Tout pareil que le monsieur là. La mise en page est d'une qualité folle (rien que la vidéo d'intro, c'est un peu la classe à Dallas), et tout est agréable. Un vrai beau magazine "numérique" qui rend toute joyeuse ma tablette, parce qu'elle sent qu'on exploite parfaitement ses capacités.

----------


## whitelao

Helllo. Moi j'ai un bug sur la page des jeux téléchargeables Ubisoft. Il y a 3 images dont la première est celle de AC, j'ai appuyé dessus et après impossible de revenir à la page des 3 images pour voir les 2 autres jeux. J'arrive seulement à la première page des previews avec le chapeau et en fond le pistolero..

----------


## Netsabes

Il se passe quoi si tu réappuies sur l'image d'Assassin's Creed dans l'article ? Normalement ça revient à la page avec les trois images. Sinon, essaye de killer et relancer l'app.

----------


## whitelao

Nan, quand je clic sur l'image dans la preview assassin, ça me propose contenu, sommaire en haut. Enfin bref si qlq'un a les noms des 22 titres téléchargeables et free-to-play d'Ubisoft, ça m'intéresse. Sur le site d'Ubi ils ne parlent que des jeux 'bientot dispo' càd seulement quelques titres.

---------- Post added at 00h46 ---------- Previous post was at 00h40 ----------

J'ai killé l'app et quand je retourne dans le kiosk pour la relancer c pareil, tjrs que le mec au sombrero et après juste AC Utopia !....... Dois-je supprimer Canard Console 1 ? Est-ce que je devrais repayer pour le dl à nouveau ??

----------


## Netsabes

L'article ne liste pas les 22 jeux, mais fait une petite sélection : il y a Assassin's Creed Utopia, Call of Juarez Gunslinger, Rayman Jungle Run (sorti depuis), Spartacus Legends, le DLC de Trials Evo et la version PC de Trials. (ça reste un article assez court)

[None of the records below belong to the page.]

PR #1087, opened 2022-02-22
Fix unused code warnings

orhun:
This PR is doing what title suggests :bear:

I came across this while updating the Arch Linux package and thought they should be fixed :)

Log:

```
warning: field is never read: `rows`
  --> zellij-server/src/ui/overlay/mod.rs:27:5
   |
27 |     rows: usize,
   |     ^^^^^^^^^^^
   |
   = note: `#[warn(dead_code)]` on by default

warning: field is never read: `cols`
  --> zellij-server/src/ui/overlay/mod.rs:28:5
   |
28 |     cols: usize,
   |     ^^^^^^^^^^^

warning: field is never read: `plugin_own_data_dir`
  --> zellij-server/src/wasm_vm.rs:76:5
   |
76 |     plugin_own_data_dir: PathBuf,
   |     ^^^^^^^^^^^^^^^^^^^^^^^^^^^^

warning: `zellij-server` (lib) generated 3 warnings
```

### DIFF
--- a/zellij-server/src/ui/overlay/mod.rs
+++ b/zellij-server/src/ui/overlay/mod.rs
@@ -23,12 +23,6 @@ pub trait Overlayable {
 }
 
 #[derive(Clone, Debug)]
-struct Padding {
-    rows: usize,
-    cols: usize,
-}
-
-#[derive(Clone, Debug)]
 pub enum OverlayType {
     Prompt(prompt::Prompt),
 }
--- a/zellij-server/src/wasm_vm.rs
+++ b/zellij-server/src/wasm_vm.rs
@@ -73,6 +73,7 @@ pub(crate) struct PluginEnv {
     pub subscriptions: Arc<Mutex<HashSet<EventType>>>,
     pub tab_index: usize,
     pub client_id: ClientId,
+    #[allow(dead_code)]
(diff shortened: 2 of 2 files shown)


imsnif:
Thanks @orhun - you are always super fast updating the Arch version!

@a-kenji - if I'm not mistaken this is part of some ongoing work you're doing. Are you still counting on this? Maybe we can add a dead_code exception as @ken-matsui suggested instead?

jaeheonji:
@imsnif Oh.. I didn't know this @a-kenji was working on. So I suggested to @ken-matsui that getting rid of this is better than using dead_code.

If this is part of @a-kenji work, it would be good to include dead_code.

a-kenji:
@orhun,
Yes it is part of some work I am doing, but it is fine to delete it for now, since I think I wont have merge conflicts inside the file.

I do recommend however to apply the dead code to the plugin data dir, since that is something that Brooks is still working on.

orhun:
> I do recommend however to apply the dead code to the plugin data dir, since that is something that Brooks is still working on.

Done! 631fa06b4680c3c1ab64c3541c29b6d69722a44a

a-kenji:
@orhun,
Awesome, thanks!

PR #1088, opened 2022-02-22
fix(docs): replace the list with a table that is more readable rather than strikethrough

ken-matsui:
Since strike-through texts are difficult to read, I made them easier to read by putting them in a table.


imsnif:
Looks great, thanks!

PR #1090, opened 2022-02-22
fix(ci): run clippy with `-D warnings`

ken-matsui:
I hope I resolved all `clippy` lint warnings in my previous unmerged PRs.
So then it should be the next step to enforce failing CI by default when any warning is found to keep the quality of Zellij.

### DIFF
--- a/.github/workflows/rust.yml
+++ b/.github/workflows/rust.yml
@@ -75,4 +75,4 @@ jobs:
     - name: Install cargo-make
       run: test -x "${HOME}/.cargo/bin/cargo-make" || cargo install --debug cargo-make
     - name: Check Lints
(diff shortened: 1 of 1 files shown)


imsnif:
Tbh, I turned off the warnings last week because I found myself spending over an hour fixing them when everything else was green. IMO they're a little excessive and slow down development more than they help, but since you were so kind to do the work on this (thank you!) - I'm fine with bringing this back (will check out your PRs before). However... I can't promise I won't get into the same situation in the future...

imsnif:
I agree with everything you said! This sounds perfect.

ken-matsui:
Glad to hear that! I appreciate your understanding and will work on them :)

En fait, il faut cliquer sur le texte pour revenir à la page précédente, c'est moi qui me suis emmelé les pinceaux. Normalement, réinstaller l'app ne pose pas de souci : comme les achats sont liés au compte iTunes, ils sont automatiquement récupérés. Pour plus de sécurité, tu peux créer un compte (le bouton en haut à droite du store de Canard Console) qui regroupera tous tes achats (Canard Console, CPC Mensuel, CPC Hardware, etc).

----------


## whitelao

Merci Mr Net, g enfin u mes 3 previews ! Sinon c vrai que g vu sur un site concurrent (G*******) pour la présentation générale des titres.

----------